> _What this task involves_:
Below is some data. Retype exactly the lines starting at the one with "This PR makes" and ending at the one with "extra = Map.take(meta, ~w(channel".

(Saved entries)
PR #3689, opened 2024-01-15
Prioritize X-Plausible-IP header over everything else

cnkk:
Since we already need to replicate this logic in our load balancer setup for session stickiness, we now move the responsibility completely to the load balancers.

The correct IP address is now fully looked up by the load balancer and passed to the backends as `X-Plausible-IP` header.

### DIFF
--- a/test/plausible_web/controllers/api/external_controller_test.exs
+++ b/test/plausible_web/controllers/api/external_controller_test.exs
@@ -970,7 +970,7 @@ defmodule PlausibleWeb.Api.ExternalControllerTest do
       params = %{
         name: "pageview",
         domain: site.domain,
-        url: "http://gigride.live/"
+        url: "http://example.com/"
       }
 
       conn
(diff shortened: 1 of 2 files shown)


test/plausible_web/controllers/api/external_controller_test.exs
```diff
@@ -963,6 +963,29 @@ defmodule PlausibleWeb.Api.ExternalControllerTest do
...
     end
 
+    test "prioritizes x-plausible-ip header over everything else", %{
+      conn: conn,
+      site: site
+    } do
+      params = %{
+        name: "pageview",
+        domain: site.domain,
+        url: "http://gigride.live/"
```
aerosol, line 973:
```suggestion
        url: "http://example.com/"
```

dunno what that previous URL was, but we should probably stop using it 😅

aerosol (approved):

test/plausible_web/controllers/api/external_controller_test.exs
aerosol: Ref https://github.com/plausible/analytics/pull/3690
==
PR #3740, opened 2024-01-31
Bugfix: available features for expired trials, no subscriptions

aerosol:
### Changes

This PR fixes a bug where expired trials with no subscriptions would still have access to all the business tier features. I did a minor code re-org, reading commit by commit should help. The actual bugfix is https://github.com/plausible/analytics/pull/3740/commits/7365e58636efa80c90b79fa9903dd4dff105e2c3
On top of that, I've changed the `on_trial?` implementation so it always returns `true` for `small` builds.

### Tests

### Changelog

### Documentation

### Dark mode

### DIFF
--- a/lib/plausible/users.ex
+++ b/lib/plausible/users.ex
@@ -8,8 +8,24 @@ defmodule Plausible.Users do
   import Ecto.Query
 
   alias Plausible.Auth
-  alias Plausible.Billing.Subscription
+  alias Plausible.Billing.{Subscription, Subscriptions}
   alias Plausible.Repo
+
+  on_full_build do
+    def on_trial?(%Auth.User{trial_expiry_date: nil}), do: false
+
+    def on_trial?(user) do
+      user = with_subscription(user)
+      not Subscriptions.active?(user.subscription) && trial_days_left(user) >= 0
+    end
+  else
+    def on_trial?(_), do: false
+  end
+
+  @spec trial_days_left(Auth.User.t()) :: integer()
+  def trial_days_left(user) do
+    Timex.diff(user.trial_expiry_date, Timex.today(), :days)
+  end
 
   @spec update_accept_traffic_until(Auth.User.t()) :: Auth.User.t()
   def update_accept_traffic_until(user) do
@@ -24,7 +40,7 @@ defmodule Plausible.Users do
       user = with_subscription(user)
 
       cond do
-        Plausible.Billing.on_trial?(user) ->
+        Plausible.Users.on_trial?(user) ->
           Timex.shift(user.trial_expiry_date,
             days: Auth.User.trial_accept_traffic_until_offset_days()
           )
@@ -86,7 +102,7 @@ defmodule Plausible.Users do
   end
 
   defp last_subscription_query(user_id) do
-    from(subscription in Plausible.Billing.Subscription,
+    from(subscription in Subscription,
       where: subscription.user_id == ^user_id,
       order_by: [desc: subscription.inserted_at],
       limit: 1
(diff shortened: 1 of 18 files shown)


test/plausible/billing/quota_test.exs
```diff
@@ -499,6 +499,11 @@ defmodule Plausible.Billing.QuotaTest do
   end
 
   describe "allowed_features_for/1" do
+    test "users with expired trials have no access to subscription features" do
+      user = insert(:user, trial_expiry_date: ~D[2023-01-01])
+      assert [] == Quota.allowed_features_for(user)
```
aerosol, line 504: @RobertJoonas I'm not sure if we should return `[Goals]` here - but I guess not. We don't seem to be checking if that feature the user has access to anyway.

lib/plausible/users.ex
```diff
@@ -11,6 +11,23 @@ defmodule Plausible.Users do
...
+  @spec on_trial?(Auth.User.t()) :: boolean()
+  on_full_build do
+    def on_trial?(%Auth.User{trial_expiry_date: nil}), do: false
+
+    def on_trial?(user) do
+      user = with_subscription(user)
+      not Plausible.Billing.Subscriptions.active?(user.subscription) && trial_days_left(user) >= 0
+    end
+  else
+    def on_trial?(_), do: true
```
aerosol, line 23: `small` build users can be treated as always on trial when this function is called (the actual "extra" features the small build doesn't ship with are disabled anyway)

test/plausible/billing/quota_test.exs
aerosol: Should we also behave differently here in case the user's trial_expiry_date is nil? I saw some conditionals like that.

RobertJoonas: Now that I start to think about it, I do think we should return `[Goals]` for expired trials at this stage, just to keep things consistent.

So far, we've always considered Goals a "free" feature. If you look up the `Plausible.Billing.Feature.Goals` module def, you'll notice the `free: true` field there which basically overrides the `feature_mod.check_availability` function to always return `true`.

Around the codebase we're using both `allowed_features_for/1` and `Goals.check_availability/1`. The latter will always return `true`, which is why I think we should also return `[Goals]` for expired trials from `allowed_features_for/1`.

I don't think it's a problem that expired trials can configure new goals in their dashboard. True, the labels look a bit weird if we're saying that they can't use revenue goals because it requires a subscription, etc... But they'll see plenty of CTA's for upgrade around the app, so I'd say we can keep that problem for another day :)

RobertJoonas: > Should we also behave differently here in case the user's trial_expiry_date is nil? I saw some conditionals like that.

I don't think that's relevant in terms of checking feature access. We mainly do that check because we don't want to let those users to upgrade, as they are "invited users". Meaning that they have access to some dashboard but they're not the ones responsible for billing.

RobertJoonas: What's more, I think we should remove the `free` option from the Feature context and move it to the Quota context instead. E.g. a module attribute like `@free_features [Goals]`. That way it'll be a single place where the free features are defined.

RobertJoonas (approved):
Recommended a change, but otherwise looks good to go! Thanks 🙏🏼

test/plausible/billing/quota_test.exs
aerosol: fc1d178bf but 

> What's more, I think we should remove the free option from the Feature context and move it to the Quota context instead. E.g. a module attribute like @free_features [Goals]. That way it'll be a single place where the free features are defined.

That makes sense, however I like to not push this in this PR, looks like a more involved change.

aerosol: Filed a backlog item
==
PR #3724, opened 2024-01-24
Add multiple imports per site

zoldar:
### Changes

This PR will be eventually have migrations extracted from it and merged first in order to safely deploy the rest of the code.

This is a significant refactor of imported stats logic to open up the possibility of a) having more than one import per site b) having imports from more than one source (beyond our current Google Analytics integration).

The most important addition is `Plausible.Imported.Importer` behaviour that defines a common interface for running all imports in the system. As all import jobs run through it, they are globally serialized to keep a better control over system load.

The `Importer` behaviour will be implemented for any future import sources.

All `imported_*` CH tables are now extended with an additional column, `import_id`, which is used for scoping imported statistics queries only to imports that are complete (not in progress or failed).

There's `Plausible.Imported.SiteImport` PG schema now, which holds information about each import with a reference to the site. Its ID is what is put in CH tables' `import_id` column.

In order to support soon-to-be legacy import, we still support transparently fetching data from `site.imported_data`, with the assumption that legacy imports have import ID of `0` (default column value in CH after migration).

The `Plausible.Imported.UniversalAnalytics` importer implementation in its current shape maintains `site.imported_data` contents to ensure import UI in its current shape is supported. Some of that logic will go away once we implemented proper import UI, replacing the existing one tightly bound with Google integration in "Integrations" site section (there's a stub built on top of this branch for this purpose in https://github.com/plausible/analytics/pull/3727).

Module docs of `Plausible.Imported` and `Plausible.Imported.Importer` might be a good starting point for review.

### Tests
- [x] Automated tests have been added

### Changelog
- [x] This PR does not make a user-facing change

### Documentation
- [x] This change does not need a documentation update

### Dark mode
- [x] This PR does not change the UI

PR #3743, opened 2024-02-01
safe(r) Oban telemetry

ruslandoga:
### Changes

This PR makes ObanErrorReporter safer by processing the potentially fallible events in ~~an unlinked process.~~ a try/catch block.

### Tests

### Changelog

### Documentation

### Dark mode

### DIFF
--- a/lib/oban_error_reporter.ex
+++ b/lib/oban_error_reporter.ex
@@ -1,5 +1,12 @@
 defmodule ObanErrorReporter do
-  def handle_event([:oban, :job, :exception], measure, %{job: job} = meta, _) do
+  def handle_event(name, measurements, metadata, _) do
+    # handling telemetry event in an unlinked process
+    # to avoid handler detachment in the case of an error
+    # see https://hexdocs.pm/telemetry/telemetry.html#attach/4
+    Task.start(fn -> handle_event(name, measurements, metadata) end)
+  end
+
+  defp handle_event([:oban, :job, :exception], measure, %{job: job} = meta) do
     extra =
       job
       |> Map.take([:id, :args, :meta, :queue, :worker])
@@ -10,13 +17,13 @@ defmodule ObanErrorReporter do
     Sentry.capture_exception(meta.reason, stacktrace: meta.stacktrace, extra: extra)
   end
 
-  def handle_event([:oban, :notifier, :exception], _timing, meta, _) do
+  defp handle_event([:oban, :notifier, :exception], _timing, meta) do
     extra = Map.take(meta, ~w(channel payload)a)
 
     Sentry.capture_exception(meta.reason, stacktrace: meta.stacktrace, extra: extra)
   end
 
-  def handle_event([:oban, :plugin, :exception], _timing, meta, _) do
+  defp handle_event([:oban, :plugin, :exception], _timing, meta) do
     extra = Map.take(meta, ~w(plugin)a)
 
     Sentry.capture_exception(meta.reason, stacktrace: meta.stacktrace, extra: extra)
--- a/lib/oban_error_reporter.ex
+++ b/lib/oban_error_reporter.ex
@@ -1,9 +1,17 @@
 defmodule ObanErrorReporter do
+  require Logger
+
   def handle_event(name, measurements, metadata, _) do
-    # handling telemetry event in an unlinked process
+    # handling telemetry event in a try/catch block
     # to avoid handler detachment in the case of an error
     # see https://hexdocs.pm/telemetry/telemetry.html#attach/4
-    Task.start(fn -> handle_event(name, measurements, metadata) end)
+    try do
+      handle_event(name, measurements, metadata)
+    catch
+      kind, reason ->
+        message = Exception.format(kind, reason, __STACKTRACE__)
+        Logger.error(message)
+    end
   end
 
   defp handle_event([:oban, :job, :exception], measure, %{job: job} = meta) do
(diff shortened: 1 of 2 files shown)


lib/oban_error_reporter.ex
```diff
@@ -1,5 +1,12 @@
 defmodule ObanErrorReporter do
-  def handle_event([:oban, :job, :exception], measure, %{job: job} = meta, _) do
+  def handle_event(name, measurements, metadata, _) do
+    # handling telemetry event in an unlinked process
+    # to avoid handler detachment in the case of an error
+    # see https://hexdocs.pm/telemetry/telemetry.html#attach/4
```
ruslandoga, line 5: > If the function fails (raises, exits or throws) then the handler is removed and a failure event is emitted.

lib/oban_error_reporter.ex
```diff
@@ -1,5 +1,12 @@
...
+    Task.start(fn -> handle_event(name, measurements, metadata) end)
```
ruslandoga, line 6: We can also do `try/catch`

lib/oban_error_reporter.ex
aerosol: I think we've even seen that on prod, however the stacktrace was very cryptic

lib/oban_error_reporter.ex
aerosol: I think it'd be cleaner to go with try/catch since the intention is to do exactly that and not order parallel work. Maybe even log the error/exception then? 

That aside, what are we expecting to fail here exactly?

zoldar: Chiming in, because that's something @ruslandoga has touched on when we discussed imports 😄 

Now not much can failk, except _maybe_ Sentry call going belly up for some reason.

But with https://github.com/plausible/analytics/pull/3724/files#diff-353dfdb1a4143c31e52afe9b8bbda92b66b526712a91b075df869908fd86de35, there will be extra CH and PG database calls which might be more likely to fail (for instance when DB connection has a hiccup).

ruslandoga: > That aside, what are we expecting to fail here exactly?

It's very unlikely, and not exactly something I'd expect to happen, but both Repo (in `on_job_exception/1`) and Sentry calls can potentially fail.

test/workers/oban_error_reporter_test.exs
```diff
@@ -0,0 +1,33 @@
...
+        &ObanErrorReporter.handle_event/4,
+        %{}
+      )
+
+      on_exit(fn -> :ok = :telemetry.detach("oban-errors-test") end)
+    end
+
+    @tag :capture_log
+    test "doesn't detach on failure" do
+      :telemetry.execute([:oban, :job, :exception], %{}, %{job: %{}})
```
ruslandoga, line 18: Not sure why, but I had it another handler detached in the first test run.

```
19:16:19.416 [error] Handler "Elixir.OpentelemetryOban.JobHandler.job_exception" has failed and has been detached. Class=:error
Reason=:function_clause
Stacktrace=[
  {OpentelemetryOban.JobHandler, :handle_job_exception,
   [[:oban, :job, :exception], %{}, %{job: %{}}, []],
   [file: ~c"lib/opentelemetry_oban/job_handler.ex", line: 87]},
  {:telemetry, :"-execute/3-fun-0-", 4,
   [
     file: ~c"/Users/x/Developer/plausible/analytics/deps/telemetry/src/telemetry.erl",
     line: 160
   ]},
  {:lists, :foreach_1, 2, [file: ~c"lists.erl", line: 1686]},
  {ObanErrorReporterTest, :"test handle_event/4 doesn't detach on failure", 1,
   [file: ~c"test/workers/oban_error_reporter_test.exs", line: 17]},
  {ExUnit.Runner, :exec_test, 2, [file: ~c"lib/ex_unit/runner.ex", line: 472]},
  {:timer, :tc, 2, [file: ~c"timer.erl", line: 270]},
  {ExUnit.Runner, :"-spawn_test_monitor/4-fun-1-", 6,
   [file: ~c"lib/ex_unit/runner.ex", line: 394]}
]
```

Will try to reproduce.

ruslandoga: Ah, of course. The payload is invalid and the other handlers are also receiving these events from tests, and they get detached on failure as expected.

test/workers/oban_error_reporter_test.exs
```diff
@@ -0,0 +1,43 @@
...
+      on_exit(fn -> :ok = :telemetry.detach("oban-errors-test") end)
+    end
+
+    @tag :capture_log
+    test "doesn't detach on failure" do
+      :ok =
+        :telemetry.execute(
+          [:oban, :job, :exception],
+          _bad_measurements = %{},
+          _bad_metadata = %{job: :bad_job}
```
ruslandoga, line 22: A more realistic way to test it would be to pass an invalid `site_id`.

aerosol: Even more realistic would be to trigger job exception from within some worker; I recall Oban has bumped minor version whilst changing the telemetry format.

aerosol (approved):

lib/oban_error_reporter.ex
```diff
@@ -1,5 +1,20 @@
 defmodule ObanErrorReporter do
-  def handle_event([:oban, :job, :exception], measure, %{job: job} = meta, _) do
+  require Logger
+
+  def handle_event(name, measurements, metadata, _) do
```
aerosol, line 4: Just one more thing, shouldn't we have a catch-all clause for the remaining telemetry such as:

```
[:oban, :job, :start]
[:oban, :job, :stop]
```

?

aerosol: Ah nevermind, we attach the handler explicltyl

> _Your solution_:
This PR makes ObanErrorReporter safer by processing the potentially fallible events in ~~an unlinked process.~~ a try/catch block.

### Tests

### Changelog

### Documentation

### Dark mode

### DIFF
--- a/lib/oban_error_reporter.ex
+++ b/lib/oban_error_reporter.ex
@@ -1,5 +1,12 @@
 defmodule ObanErrorReporter do
-  def handle_event([:oban, :job, :exception], measure, %{job: job} = meta, _) do
+  def handle_event(name, measurements, metadata, _) do
+    # handling telemetry event in an unlinked process
+    # to avoid handler detachment in the case of an error
+    # see https://hexdocs.pm/telemetry/telemetry.html#attach/4
+    Task.start(fn -> handle_event(name, measurements, metadata) end)
+  end
+
+  defp handle_event([:oban, :job, :exception], measure, %{job: job} = meta) do
     extra =
       job
       |> Map.take([:id, :args, :meta, :queue, :worker])
@@ -10,13 +17,13 @@ defmodule ObanErrorReporter do
     Sentry.capture_exception(meta.reason, stacktrace: meta.stacktrace, extra: extra)
   end
 
-  def handle_event([:oban, :notifier, :exception], _timing, meta, _) do
+  defp handle_event([:oban, :notifier, :exception], _timing, meta) do
     extra = Map.take(meta, ~w(channel payload)a)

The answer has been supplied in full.